Put the paper from the negative holder into my dark box and load the daylight tank and develop it.  A sort of contact printer or even a day lab type thing.  I can't use a darkroom but I could pull this out and make small prints to my hearts content.  heck I could set it up for 5x7 or even 8x 10.

I just wonder what would be the inherant problems that I'm not seeing.


----------



## motcon (Jun 6, 2006)

given your knowledge of the art, i'll safely assume that all light issues (enlarger and transfer of exposed media) have been covered as well as measurements from light source to neg and construction.

there are only two things that come to mind at the moment.

1 - heat build up in the enlarger head (leading to a few issues)
2 - is it or is it not (going to be) a contact enlarger? if not, focus becomes an issue as does possible uneven lighting and accutance issues


----------



## mysteryscribe (Jun 6, 2006)

It will be a daylight enlarger... pin hole lens.  f 250 no focus to worry about.  

Pull the negative paper holder which will be the same as a film holder in a graflex type back... Take it to a dark box to load into a daylight tank.

NO light head on it.  The light souce is either daylight or a light bulb hanging over it..

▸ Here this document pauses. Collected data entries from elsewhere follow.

PR #668, opened 2026-04-17
Extractor bug

gabrielribcesario:
The function `Extractor::analyseEndcapContainer` is supposed to operate on Z+ modules only.

- Added missing layer check in `Extractor::analyseEndcapContainer`.
- Safer `ringsIndexes` iteration.
- Removed some dead code.

### DIFF
--- a/src/Extractor.cc
+++ b/src/Extractor.cc
@@ -156,23 +156,6 @@ namespace insur {
     r.insert(std::pair<const std::string,Rotation>(rot.name,rot));
 #endif
 
-    // EndcapRot is not needed any more
-    /*
-       rot.name = xml_endcap_rot;
-       rot.thetax = 90.0;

does that help .... if it is light tight all the way to the film/ paper holder is there any reason I cant use daylight as a light source...


----------



## motcon (Jun 6, 2006)

you will, more than likely, need a method (convex lens) to gather the light, although i've loaded paper in a pinhole and exposed it. long exposures and without a way to gather the light, a typical pinhole lighting effect (uneven).


----------



## mysteryscribe (Jun 6, 2006)

I've been shooting a lot of penhole cameras lately.  Yes the exposure will be long very long in some cases.

I did much better with pin hole aperture behind a lens that is true.  I also made a pinhole lens for the front of a camera I rebuilt and found that it added one f stop more than the calculator called for.  I am expecting that to happen again.  eXposure is going to be hit or miss till I can get the calculations down.  I had that with pinhole cameras to.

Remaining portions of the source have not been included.